What is the "standard" way of proving that the transition map is $C^{\infty}$?

Question

Sorry if this is a vague question.

I was handed a map between two manifolds, say, $M\to \mathbb{R^n}$. I was indeed able to find an open cover of $M$ and show that there is a homeomorphism between each open set and some open subset of $\mathbb{R^n}$. Proving homeomorphism usually takes me a long time but it's usually doable. But when it comes to showing that each chart is $C^{\infty}$-compatible, in other words, every transition map is smooth, I'm getting nowhere.
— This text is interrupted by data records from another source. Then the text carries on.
Issue #678, opened 2018-06-08
Proposal topics/tags


russss:
We want to assign topics to each proposal, for monitoring purposes and maybe use in the schedule? These will not be used/visible in the review interface.

There will be a fixed list of topics, and multiple topics can be applied to the same proposal by admins.

Jonty:
Additionally:

* We need to be able to filter proposals by tag/state
* We need a view which shows (by state) the tags by %

It would be nice to pre-define the approved tags up-front to ensure we don't end up with deviation.

Stretch goals:
* Setting % goals on a per-tag basis, and showing which tags are over/under those percentages on the monitoring interface

SamLR:
closed by #1295

PR #1295, opened 2023-12-22
Add CfP tags

SamLR:
This adds tags to the CfP. 

Currently they're added via a basic text box in the cfp admin update-proposal view. 

Later PRs will add some nicer auto-complete/suggest functionality as well as view-by/filter-by tag tech.


apps/cfp_review/base.py
```diff
@@ -311,6 +312,13 @@ def log_and_close(msg, next_page, proposal_id=None):
                 next_id=next_id,
             )
 
+        # Create any new tags that are needed
+        new_tags = [t for t in prop.tags if t.id is None]
+        if any(new_tags):
+            for t in new_tags:
+                db.session.add(t)
+            db.session.commit()
+
```
marksteward, line 321: Could you add a comment that this is done in a separate transaction to prevent races against other sessions, maybe pull it out into a separate function called something like `ensure_tags` that does an upsert? I can see that we don't want to blow up after sending emails.

models/cfp_tag.py
```diff
@@ -0,0 +1,48 @@
...
+        return ",".join([str(t) for t in tag_list])
+
+    @classmethod
+    def parse_serialised_tags(cls, tag_str: str) -> list["Tag"]:
+        res = []
+        tag_list = [t.strip().lower() for t in tag_str.split(",")]
+        for tag_value in tag_list:
+            if len(tag_value) == 0:
+                continue
+            tag = cls.query.filter_by(tag=tag_value).one_or_none()
```
marksteward, line 33: Maybe this could be moved to the `ensure_tags` function too?

SamLR:
see https://github.com/emfcamp/Website/issues/678

apps/cfp_review/base.py
SamLR: Realised that this is no longer needed. I'd added this as a fix for the uniqueness error I was seeing from `proposal_tag_version` when adding 2 new tags but that was actually because I wasn't defining a compound key to the `proposal_tag` table (so the `_version` was only paying attention to one of the `ids`)

models/cfp_tag.py
SamLR: I don't think this function is needed now

SamLR:
I've tried (very lazily) to tame the proposal update form by putting the whole thing into an accordion. It's really shitty UI but it at least means you can navigate a little quicker. Might be possible to improve it by replacing the heading with summary of any set values in the section but that's a bit more than I feel like implementing right now.

@Jonty any thoughts as you're one of the folks who have interacted with this a lot?

Screenshot 2023-12-24 at 17 56 03

marksteward (approved):

SamLR:
Thanks @marksteward

PR #1296, opened 2024-01-04
Merged Data from YouTube

MattGrayYes:
Added YouTube URL and also original video filename.


marksteward:
I don't think this is the correct format, but don't worry, I think I can fix it.

MattGrayYes:
OK, I based it on 2018
https://github.com/emfcamp/Website/blob/main/exports/2018/public/schedule.json

marksteward:
2018 was also done manually, so I guess this is the new format.

I've run jq on the file so the diff shows up clearly - https://github.com/emfcamp/Website/compare/ddd6938..youtube-data. Thanks for this!

Issue #831, opened 2019-11-22
Improve talk video linkage


russss:
We want to have videos available on our official schedule pages as soon as they're published.

We have an [existing script](https://github.com/emfcamp/Website/blob/master/apps/base/tasks_videos.py) to link Youtube videos to talks in the schedule. This needs adding as a scheduled task and ensuring it actually works in 2020. 

We also need to link the videos on media.ccc.de, as these are more important - we don't store those at the moment. c3voc's API is [much simpler](https://api.media.ccc.de/public/conferences/emf2018). We need to extract the preview image link (`poster_url` from media.ccc.de) as it's useful for social media previews.

Lastly, we also need to make sure these are saved in the exported schedule.json as they now exist for previous years.

marksteward:
Noted in #1297 but not here: we use youtube_url internally, but not for the exports. The exports also aren't pretty printed but should be, and kept in sync with the .frab files (which CCC want for their ingester).

russss:
I don't think the frab files are really an issue. We aim to have the videos uploaded to youtube and media.ccc.de long before that frab export is created.

russss:
See also #1258

PR #1305, opened 2024-01-13
Allow (manually) populating video URLs mid-event

lukegb:
At the moment this is only accessible to CfP admins; maybe we should add a separate role/form for people who are allowed to attach uploaded videos to (accepted) proposals?

This also makes the talk URL visible in the frab XML (which will hopefully mean that media.ccc.de will link back to the talk's page) and updates a few bits to bring things into sync with c3voc's latest copy of the schema.

### DIFF
--- a/apps/cfp_review/base.py
+++ b/apps/cfp_review/base.py
@@ -391,6 +391,9 @@ def update_proposal(proposal_id):
     form.available_times.data = prop.available_times
     form.content_note.data = prop.content_note
     form.family_friendly.data = prop.family_friendly
+    form.thumbnail_url.data = prop.thumbnail_url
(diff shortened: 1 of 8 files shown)


marksteward:
Amazing, updating the frab schema is a bunch of fiddly stuff I was dreading having to do!

I think we can probably manage without a separate role, but we'll probably add a bunch more granular permissions at some point.

russss:
For the record, this fixes part of #831

lukegb:
I think this is actually ready for review; I think it remains to be seen how we'll actually end up pushing video URLs but this at least allows someone to yank/correct them manually if things go wrong.

marksteward (approved):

The same situation again happened on proving that Grassmannian in the case of $G(2,4)$ has a smooth structure. I identified each open set that covers $G(2,4)$ and proved homeomorphism, but then when it comes to proving the smoothness of transition maps, I get nowhere again. I get the map between two set of matrices and I had no idea how to argue. I think this happens because general theorems on homeomorphism are well-known but smoothness is really different for every situation. But since I am really having trouble proving smoothness, I'd like to know if there is any standard way or theorem of showing that the transition map is smooth. Thank you for your answers.

Answer 1

Well, if you're working with $\mathbb{R}^n$, smoothness just means that every component is smooth in all the others (due to some MVT argument, it even suffices to be smooth in every variable separately). And the next trick is that everything you are doing in the Grassmann example is rational (as in: your transition functions are ultimately rational functions), and rational functions are always smooth (where defined).